= About this task =
Find and copy every line in the records that includes the string "something".

Stored items
PR #179, opened 2020-04-04
Log failing SQL to file

### LINKED ISSUE #84: Failing SQL is not saved to file
After some architectural changes, failing SQL queries are no longer being logged to file. We need to reintroduce this feature. It should probably live in `cli.py`, using the value of the `sql` key in the dictionary returned by the runner.

Previously, in single-dimension mode, spectacles would create a folder per explore with a `.sql` file for each dimension query. In batch mode, it would create a `.sql` file per explore in the base directory.

These files were all created in the `logs` directory.

DylanBaker:
closes #84 

This PR grabs the `sql` variable on the `SqlError` and logs the query to the logs and to a file in the logs directory.

Initially, I wrote it that the `log_failing_sql` function didn't take a directory, and just used the `LOG_DIRECTORY` global variable. I was having some difficulty getting the tests to work though as I couldn't seem to overwrite that variable and log the queries to a temp directory. Very open to feedback/advise on how to improve that.


tests/test_cli.py
```diff
@@ -181,3 +183,46 @@ def test_bad_config_file_parameter(mock_parse_config, clean_env, parser):
 def test_parse_remote_reset_with_assert(env, parser):
     args = parser.parse_args(["assert", "--remote-reset"])
     assert args.remote_reset
+
+
+def test_logging_failing_explore_sql(tmpdir):
```
joshtemple, line 188: This fixture is cool, I didn't know about this!

tests/test_cli.py
```diff
@@ -181,3 +183,46 @@ def test_bad_config_file_parameter(mock_parse_config, clean_env, parser):
...
+        message="example error message",
+        sql="select example_explore.example_dimension_1 from model",
+    )
+
+    log_failing_sql(error, tmpdir, "explore_model", "example_explore")
+    query_directory = Path(tmpdir / "queries")
+    query_file = Path(query_directory / "explore_model__example_explore.sql")
+    content = open(query_file).read()
+
+    assert os.path.exists(query_directory)
```
joshtemple, line 200: Let's drop the `os` import and use `Path.exists()` since you're already using pathlib.

spectacles/cli.py
```diff
@@ -440,6 +442,32 @@ def _build_assert_subparser(
     )
 
 
+def log_failing_sql(
```
joshtemple, line 445: Maybe this is something we do in a future PR, but it would be _really_ cool to put the error message and LookML link (just like we do in the CLI output) in a comment block at the top of this file.

If it would be useful, we could also add a timestamp for when the query was run.

For example:
```sql
/*
The Google BigQuery Standard SQL database encountered an error while running
this query. Failed to retrieve data - Name numbers_of_orders not found inside
dim_customers at [3:23]

LookML: https://spectacles.looker.com/projects/jaffle_shop/files/views%2Fdim_customers.view.lkml?line=46

Query executed at 2020-04-09 22:24:19T00:00
*/

SELECT
  dim_customers.numbers_of_orders  AS dim_customers_number_of_orders
FROM analytics.fct_orders  AS fct_orders
LEFT JOIN analytics.dim_customers  AS dim_customers ON fct_orders.customer_id = dim_customers.customer_id

WHERE 1 = 2
GROUP BY 1
ORDER BY 1
LIMIT 0
```

spectacles/cli.py
```diff
@@ -157,10 +158,11 @@ def wrapper(*args, **kwargs):
 def set_file_handler(directory: str) -> None:
 
     global LOG_FILEPATH
+    global LOG_DIRECTORY
```
joshtemple, line 161: Don't think we need both of these to be global. Can remove `LOG_FILEPATH` as global and just use `LOG_DIRECTORY / LOG_FILENAME` as a replacement.

spectacles/cli.py
```diff
@@ -157,10 +158,11 @@ def wrapper(*args, **kwargs):
...
 
-    log_directory = Path(directory)
-    LOG_FILEPATH = Path(log_directory / LOG_FILENAME)
-    log_directory.mkdir(exist_ok=True)
+    LOG_DIRECTORY = Path(directory)
+    LOG_FILEPATH = Path(LOG_DIRECTORY / LOG_FILENAME)
```
joshtemple, line 164: Don't need to wrap this in Path anymore, can just do `LOG_DIRECTORY / LOG_FILENAME` since the directory is already a Path object.

spectacles/cli.py
```diff
@@ -5,16 +5,17 @@
...
 from spectacles.runner import Runner
 from spectacles.client import LookerClient
-from spectacles.exceptions import SpectaclesException, ValidationError
+from spectacles.exceptions import SpectaclesException, ValidationError, SqlError
 from spectacles.logger import GLOBAL_LOGGER as logger, FileFormatter
 import spectacles.printer as printer
 
 LOG_FILENAME = "spectacles.log"
 LOG_FILEPATH = Path()
+LOG_DIRECTORY = Path("logs")
```
joshtemple, line 18: I don't think we actually need this since it's already the default value for the `log_dir` CLI arg, which is passed to `set_file_handler`.

DylanBaker: The `log_failing_sql` function is going to require knowledge of either the directory it should create the 'queries' directory in, or the directory that it should dump the files themselves.

I agree having `LOG_DIRECTORY` is clunky. My suggestion is to actually declare something like `QUERY_FILEPATH` as a global variables that also gets set in `set_file_handler`. We then just pass that `QUERY_FILEPATH` to the `log_failing_sql` function. Would you prefer that approach?

spectacles/cli.py
DylanBaker: I love this. I'm going to suggest I make an issue and add it in a subsequent PR?

spectacles/cli.py
DylanBaker: (Current code reflects this new approach if you want to have a look.)

spectacles/cli.py
joshtemple: Fine by me!

DylanBaker: https://github.com/spectacles-ci/spectacles/issues/183

blahblah/queries/jaffle_shop__fct_orders.sql
```diff
@@ -0,0 +1,37 @@
+SELECT
```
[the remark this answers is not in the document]
DylanBaker: Ooof. Yeah. I'll remove...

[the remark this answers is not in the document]
DylanBaker: Oh. Actually realise I've already removed.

= Response area =
joshtemple, line 445: Maybe this is something we do in a future PR, but it would be _really_ cool to put the error message and LookML link (just like we do in the CLI output) in a comment block at the top of this file.
I agree having `LOG_DIRECTORY` is clunky. My suggestion is to actually declare something like `QUERY_FILEPATH` as a global variables that also gets set in `set_file_handler`. We then just pass that `QUERY_FILEPATH` to the `log_failing_sql` function. Would you prefer that approach?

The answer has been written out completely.